*Exercise prompt:* Set the data down once more, exactly as it is written.
-- Dataset section follows --
PR #2157, opened 2023-02-17
Closes #2156: Bigint stream benchmark

### LINKED ISSUE #2156: bigint stream benchmark
Add a bigint stream benchmark performing `c = a + b * alpha`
-- Dataset section concluded --
*Answer area:*
PR #2157, opened 2023-02-17
Closes #2156: Bigint stream benchmark

### LINKED ISSUE #2156: bigint stream benchmark
Add a bigint stream benchmark performing `c = a + b * alpha`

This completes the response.